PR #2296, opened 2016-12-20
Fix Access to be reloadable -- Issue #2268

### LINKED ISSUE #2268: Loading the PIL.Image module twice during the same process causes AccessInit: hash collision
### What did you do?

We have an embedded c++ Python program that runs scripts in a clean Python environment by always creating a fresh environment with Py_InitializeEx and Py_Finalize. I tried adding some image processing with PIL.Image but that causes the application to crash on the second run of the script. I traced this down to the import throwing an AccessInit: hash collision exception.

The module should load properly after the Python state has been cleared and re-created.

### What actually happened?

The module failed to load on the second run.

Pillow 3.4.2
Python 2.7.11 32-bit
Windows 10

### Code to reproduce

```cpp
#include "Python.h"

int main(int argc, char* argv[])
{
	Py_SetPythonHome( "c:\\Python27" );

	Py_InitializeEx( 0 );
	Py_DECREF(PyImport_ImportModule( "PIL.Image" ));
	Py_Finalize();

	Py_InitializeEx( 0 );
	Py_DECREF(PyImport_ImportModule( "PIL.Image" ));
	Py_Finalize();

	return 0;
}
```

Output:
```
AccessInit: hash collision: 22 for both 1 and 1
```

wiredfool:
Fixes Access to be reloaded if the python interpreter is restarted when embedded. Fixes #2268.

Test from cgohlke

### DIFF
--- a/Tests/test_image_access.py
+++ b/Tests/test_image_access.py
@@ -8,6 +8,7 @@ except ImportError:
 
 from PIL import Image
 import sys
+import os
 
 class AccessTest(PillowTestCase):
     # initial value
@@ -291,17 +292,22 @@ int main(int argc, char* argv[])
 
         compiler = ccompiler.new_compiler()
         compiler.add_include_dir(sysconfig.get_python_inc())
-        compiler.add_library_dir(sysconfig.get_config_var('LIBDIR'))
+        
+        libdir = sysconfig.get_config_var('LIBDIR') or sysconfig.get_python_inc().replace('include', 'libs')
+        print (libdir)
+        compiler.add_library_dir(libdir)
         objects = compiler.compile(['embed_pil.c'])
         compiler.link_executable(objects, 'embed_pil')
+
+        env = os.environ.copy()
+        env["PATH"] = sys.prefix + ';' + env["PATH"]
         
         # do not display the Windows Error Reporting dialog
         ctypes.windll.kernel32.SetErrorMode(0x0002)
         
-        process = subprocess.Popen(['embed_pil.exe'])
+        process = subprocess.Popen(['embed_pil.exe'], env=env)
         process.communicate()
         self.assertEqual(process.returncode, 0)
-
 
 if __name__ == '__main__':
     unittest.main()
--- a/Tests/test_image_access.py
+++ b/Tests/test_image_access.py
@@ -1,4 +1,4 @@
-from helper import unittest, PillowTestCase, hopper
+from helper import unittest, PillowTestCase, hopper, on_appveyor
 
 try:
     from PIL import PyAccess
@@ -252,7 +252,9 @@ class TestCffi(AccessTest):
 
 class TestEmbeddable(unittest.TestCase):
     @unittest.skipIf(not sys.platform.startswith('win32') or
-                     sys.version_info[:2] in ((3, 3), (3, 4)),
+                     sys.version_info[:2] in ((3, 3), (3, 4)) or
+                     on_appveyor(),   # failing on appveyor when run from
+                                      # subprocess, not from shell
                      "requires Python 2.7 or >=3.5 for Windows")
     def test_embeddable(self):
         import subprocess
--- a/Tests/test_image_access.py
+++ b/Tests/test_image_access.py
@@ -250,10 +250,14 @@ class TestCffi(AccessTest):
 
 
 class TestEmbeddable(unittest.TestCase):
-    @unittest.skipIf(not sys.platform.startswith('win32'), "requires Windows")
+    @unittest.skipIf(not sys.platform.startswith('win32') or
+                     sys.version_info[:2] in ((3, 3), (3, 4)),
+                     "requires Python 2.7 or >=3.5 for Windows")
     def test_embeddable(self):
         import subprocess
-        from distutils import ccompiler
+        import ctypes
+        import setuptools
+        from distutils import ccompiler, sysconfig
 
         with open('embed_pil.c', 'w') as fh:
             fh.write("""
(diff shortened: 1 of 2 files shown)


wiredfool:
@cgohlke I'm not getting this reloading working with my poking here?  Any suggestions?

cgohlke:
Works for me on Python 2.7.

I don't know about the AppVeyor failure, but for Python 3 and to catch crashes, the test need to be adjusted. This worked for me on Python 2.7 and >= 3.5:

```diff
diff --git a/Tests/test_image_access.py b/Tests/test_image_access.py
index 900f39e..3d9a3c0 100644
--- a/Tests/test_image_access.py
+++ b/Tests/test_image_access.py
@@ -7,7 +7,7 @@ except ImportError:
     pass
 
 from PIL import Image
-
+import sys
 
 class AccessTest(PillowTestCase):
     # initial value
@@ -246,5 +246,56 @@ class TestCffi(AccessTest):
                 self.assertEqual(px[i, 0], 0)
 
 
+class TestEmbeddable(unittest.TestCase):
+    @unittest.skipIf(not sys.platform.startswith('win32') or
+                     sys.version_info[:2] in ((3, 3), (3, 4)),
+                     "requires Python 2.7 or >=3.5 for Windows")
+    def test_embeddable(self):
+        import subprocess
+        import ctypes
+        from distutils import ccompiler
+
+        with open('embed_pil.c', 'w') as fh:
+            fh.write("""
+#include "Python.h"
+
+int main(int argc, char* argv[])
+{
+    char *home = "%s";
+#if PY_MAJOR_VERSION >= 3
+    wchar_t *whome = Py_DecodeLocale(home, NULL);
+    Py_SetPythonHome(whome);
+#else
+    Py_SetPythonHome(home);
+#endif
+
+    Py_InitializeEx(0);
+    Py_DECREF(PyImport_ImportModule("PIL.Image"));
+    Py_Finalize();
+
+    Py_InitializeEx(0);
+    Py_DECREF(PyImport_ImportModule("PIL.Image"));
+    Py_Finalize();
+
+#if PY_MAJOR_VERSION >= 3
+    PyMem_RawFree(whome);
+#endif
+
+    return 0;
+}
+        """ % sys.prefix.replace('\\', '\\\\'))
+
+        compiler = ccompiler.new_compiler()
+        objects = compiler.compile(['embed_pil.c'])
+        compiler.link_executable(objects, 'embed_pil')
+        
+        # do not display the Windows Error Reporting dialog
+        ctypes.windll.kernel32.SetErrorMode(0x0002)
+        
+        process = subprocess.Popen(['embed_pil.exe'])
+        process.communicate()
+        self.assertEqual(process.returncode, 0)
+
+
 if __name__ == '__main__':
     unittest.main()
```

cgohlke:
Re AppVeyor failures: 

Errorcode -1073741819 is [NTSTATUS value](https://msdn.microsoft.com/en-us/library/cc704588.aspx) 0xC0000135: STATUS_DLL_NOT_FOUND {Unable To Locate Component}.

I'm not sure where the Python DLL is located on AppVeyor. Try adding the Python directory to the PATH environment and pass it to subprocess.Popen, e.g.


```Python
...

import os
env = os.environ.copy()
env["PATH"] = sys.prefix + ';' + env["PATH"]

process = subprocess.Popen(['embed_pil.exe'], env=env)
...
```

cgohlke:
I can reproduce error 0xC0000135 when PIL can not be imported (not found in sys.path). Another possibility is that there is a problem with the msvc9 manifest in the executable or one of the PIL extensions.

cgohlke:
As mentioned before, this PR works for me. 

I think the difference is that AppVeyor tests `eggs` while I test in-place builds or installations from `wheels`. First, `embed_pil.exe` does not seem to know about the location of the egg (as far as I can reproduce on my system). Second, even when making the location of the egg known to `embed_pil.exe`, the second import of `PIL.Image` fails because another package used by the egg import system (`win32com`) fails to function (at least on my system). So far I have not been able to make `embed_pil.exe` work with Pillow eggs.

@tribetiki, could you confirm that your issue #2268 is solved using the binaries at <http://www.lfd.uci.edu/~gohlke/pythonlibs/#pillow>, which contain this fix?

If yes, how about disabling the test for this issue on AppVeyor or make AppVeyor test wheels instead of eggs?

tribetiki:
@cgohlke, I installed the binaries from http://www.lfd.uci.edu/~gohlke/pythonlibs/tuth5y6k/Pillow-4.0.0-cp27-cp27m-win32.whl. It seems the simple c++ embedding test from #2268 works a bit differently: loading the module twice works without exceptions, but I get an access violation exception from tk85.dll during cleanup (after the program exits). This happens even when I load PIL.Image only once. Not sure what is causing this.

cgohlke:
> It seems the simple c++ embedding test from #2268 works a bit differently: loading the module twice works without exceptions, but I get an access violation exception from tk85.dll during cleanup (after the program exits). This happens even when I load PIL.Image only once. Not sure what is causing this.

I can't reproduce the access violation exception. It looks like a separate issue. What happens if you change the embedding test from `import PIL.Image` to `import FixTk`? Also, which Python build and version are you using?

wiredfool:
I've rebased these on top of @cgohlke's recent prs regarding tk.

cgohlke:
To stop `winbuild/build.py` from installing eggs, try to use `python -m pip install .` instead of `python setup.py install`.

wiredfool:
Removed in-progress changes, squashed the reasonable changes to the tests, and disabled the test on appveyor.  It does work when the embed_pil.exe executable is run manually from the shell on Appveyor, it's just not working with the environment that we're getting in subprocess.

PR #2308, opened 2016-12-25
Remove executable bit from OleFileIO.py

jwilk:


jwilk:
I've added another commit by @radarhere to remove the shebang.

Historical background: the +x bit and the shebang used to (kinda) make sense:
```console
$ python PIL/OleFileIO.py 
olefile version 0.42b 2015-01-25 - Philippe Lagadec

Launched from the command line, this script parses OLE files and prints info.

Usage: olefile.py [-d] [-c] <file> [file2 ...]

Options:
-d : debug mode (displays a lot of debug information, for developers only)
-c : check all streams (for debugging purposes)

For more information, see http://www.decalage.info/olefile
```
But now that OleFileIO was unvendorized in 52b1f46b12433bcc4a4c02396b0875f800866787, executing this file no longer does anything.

# How to complete this task
Out of the entries above, write out only the lines between the line holding "3), (3, 4)) or" and the line holding "I'm not getting", inclusive, each exactly as given.

# Exercise output
+                     sys.version_info[:2] in ((3, 3), (3, 4)) or
+                     on_appveyor(),   # failing on appveyor when run from
+                                      # subprocess, not from shell
                      "requires Python 2.7 or >=3.5 for Windows")
     def test_embeddable(self):
         import subprocess
--- a/Tests/test_image_access.py
+++ b/Tests/test_image_access.py
@@ -250,10 +250,14 @@ class TestCffi(AccessTest):
 
 
 class TestEmbeddable(unittest.TestCase):
-    @unittest.skipIf(not sys.platform.startswith('win32'), "requires Windows")
+    @unittest.skipIf(not sys.platform.startswith('win32') or
+                     sys.version_info[:2] in ((3, 3), (3, 4)),
+                     "requires Python 2.7 or >=3.5 for Windows")
     def test_embeddable(self):
         import subprocess
-        from distutils import ccompiler
+        import ctypes
+        import setuptools
+        from distutils import ccompiler, sysconfig
 
         with open('embed_pil.c', 'w') as fh:
             fh.write("""
(diff shortened: 1 of 2 files shown)


wiredfool:
@cgohlke I'm not getting this reloading working with my poking here?  Any suggestions?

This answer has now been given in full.